Ce n’est pas un raz de marée mais la progression reste fulgurante. Fort de plusieurs dizaines de victoires au second tour des élections municipales, le Rassemblement national (RN) s’est félicité d’une « percée historique », bien que le parti à la flamme n’ait pas réussi à briser le « plafond de verre » de grandes villes comme Toulon, Nîmes ou encore Marseille.
Interrogée hier soir, l’ancienne présidente du parti, Marine Le Pen, a d’ailleurs assuré avoir passé « une très bonne soirée ». Effacés, les semi-échecs à répétition aux municipales. Cette fois-ci, elle a pu se targuer, devant la caméra de France 2, d’une « foison de petites villes et de villes moyennes gagnées par le Rassemblement national ».
55 communes RN de plus de 3.500 habitants
La semaine dernière, la formation d’extrême droite avait doublé son nombre de maires dès le premier tour. Une stratégie efficace puisque 24 communes avaient été glanées du premier coup – dont une dizaine de sortants réélus à l’instar de Louis Aliot à Perpignan.
Au final, le RN « multiplie par six ou par sept » son contingent d’édiles. Selon les résultats publiés par le ministère de l’Intérieur après dépouillement complet (hors Polynésie), les listes du RN et alliés ciottistes ont remporté 55 communes de plus de 3.500 habitants, dont 38 au second tour, après 17 au premier.
Les listes RN ont, en outre, fait élire 3.006 conseillers municipaux, premier et second tours confondus, soit près du double du précédent record de 1.544 élus atteint lors des élections municipales de 2014.
Des « conquêtes » un peu partout, du nord au sud
Parmi les principales prises de la soirée, ses candidats l’emportent notamment à Carcassonne (préfecture de l’Aude) et Castres (sous-préfecture du Tarn). Et les conquêtes sont également nombreuses dans sa zone de force de l’arc méditerranéen, d’Agde (Hérault) à Menton (Alpes-Maritimes) en passant par La Seyne-sur-Mer (Var).
Idem en remontant le Rhône, de Tarascon (Bouches-du-Rhône) à Bagnols-sur-Cèze (Gard), jusqu’à Orange (Vaucluse) où le RN renverse son ex-allié Jacques Bompard – cofondateur du Front national, exclu il y a vingt ans. Forte charge symbolique aussi à Carpentras, où le parti a longtemps été associé, à tort, à la profanation du cimetière juif en 1990.
A l’autre bout de l’Hexagone, le mouvement enregistre aussi une série de succès dans le bassin minier du Pas-de-Calais, en particulier dans le bastion socialiste de Liévin. Et d’autres villes ont été gagnées en Lorraine (Amnéville et Saint-Avold en Moselle, Val-de-Briey en Meurthe-et-Moselle), mais aussi dans le Loiret (Montargis, Amilly) et dans la Sarthe (La Flèche).
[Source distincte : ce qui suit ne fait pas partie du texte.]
PR #1550, opened 2022-01-26
Move deactivated users to the bottom of the list of users

dragon-dxw:
`includes` doesn't like it if you try to sort on the users table first, so we `joins` as well.
`joins` on its own raises an error saying to add includes:
```
     Bullet::Notification::UnoptimizedQueryError:
       user: dragon
       GET /users
       USE eager loading detected
         User => [:organisation]
         Add to your query: .includes([:organisation])
```

### Before
Mikey Middleton would appear in the middle.

### After
image

## Next steps

- ❌ Is an ADR required? An ADR should be added if this PR introduces a change to the architecture.
- ❌ Do any environment variables need amending or adding?
- ❌ Have any changes to the XML been checked with the IATI validator? See [XML Validation](https://github.com/UKGovernmentBEIS/beis-report-official-development-assistance/blob/develop/doc/xml-validation.md)
- [ ] Update the "how to use this website" guidance for Sam

### DIFF
--- a/CHANGELOG.md
+++ b/CHANGELOG.md
@@ -959,6 +959,8 @@
 
 ## [unreleased]
 
+- Moved deactivated users to the bottom of the users list
+
 [unreleased]: https://github.com/UKGovernmentBEIS/beis-report-official-development-assistance/compare/release-94...HEAD
 [release-94]: https://github.com/UKGovernmentBEIS/beis-report-official-development-assistance/compare/release-93...release-94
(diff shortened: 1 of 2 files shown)


CristinaRO:
[Order users by active/not active [2]](https://trello.com/c/MmloZfCL/2345-order-users-by-active-not-active-2)

CristinaRO (approved):
Have you considered adding an automated test for this new functionality? (I'm not implying you should, I just wanted to know if that's been considered and decided against.)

Pas encore prêt pour les grandes villes
Au bout du compte, « le Rassemblement national et ses candidats réalisent la plus grande percée de toute son histoire », a résumé Jordan Bardella dans une courte allocution, hier soir, depuis le siège parisien du parti. « Jamais le RN et ses alliés n’ont compté autant d’élus sur le territoire français », a-t-il insisté, incluant les gains de l’UDR d’Eric Ciotti victorieux à Nice.
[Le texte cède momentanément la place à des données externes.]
PR #1553, opened 2022-01-26
(2348) Refactor policy specs to minimise setup costs

CristinaRO:
## Changes in this PR
- Refactor policy specs to decrease the setup costs of individual examples

On my machine, the comparative gains when running all policy specs are as such:
Initial:
```
Finished in 1 minute 48.85 seconds (files took 10.44 seconds to load)
446 examples, 0 failures
```

After refactoring:
```
Finished in 1 minute 6.61 seconds (files took 4.49 seconds to load)
263 examples, 0 failures
```

## Next steps

### DIFF
--- a/spec/policies/actual_policy_spec.rb
+++ b/spec/policies/actual_policy_spec.rb
@@ -11,44 +11,52 @@ RSpec.describe ActualPolicy do
     context "when the activity is a fund" do
       let(:activity) { create(:fund_activity, organisation: user.organisation) }
 
-      it { is_expected.to permit_action(:show) }
-      it { is_expected.to forbid_action(:create) }
-      it { is_expected.to forbid_action(:edit) }
-      it { is_expected.to forbid_action(:update) }
+      it "only permits show" do
+        is_expected.to permit_action(:show)
+        is_expected.to forbid_action(:create)
+        is_expected.to forbid_action(:edit)
+        is_expected.to forbid_action(:update)
 
-      it { is_expected.to forbid_action(:destroy) }
+        is_expected.to forbid_action(:destroy)
+      end
     end
 
     context "when the activity is a programme" do
       let(:activity) { create(:programme_activity, organisation: user.organisation) }
 
-      it { is_expected.to permit_action(:show) }
-      it { is_expected.to permit_action(:create) }
-      it { is_expected.to permit_action(:edit) }
-      it { is_expected.to permit_action(:update) }
-      it { is_expected.to permit_action(:destroy) }
+      it "permits all actions" do
+        is_expected.to permit_action(:show)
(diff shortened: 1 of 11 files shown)


CristinaRO:
[Refactor policy specs to avoid multiple setup costs](https://trello.com/c/e9sSeJYF/2348-refactor-policy-specs-to-avoid-multiple-setup-costs)

rgarner:
40-odd seconds is not to be sniffed at – thank you!

spec/policies/actual_policy_spec.rb
```diff
@@ -11,44 +11,52 @@
     context "when the activity is a fund" do
       let(:activity) { create(:fund_activity, organisation: user.organisation) }
 
-      it { is_expected.to permit_action(:show) }
-      it { is_expected.to forbid_action(:create) }
-      it { is_expected.to forbid_action(:edit) }
-      it { is_expected.to forbid_action(:update) }
+      it "controls actions as expected" do
```
rgarner, line 14: It occurs to me (much later, after writing the card – my apologies) that we can improve the readability of these specs (and consequently the `rspec --format=doc` output we see in CI) if we're able to be more specific about what happens. In this case it would be `it "allows show and forbids everything else"`. Elsewhere is could be `it "allows everything"`. I don't know if people feel it's worth the effort; it might not be, but the CI output reads:

## Before this PR
```
when the activity is a fund
  is expected to permit action 'show'
  is expected to forbid action 'create'
 ... etc
```
## After this PR
```
when the activity is a fund
  controls actions as expected
```

I'm on the fence as to whether it's worth more effort! If we feel it's useful and we read the output in CI, then by all means upgrade the strings. But it's probably the case that we've already had the benefit in performance and these will be read tremendously infrequently.

rgarner (approved):

spec/policies/actual_policy_spec.rb
CristinaRO: I did think about this from the first time this optimisation was introduced! It makes it harder to spot exactly what broke when a test starts failing, but writing the full details gets awkward in cases where it's more of a fifty-fifty split between "allow"s and "don't allow"s, such as https://github.com/UKGovernmentBEIS/beis-report-official-development-assistance/pull/1553/files#diff-349429e14f9f4750a25e95f05f1b286909c8d815ee6203637854ecc608acc0a7R25.

Is it worth doing this only for those clusters where it's easier to say "permits everything" or "forbids everything" (with maybe one, max two exceptions)?

rgarner: I leave it to your discretion. Personally I'm not getting too much value from that part of the CI output, and if it fails it will fail at the right line so will give us the right info.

Mais le parti d’extrême droite a tout de même essuyé quelques déconvenues dans les grandes villes. A Toulon notamment, malgré une large avance de la candidate RN, Laure Lavalette, au premier tour, et dans une moindre mesure à Nîmes, où le RN, Julien Sanchez, était lui aussi arrivé premier d’une courte tête, le 15 mars. Tout comme à Marseille, où le candidat d’extrême droite, Franck Allisio, avait presque fait jeu égal avec le sortant socialiste, Benoît Payan, finalement largement réélu.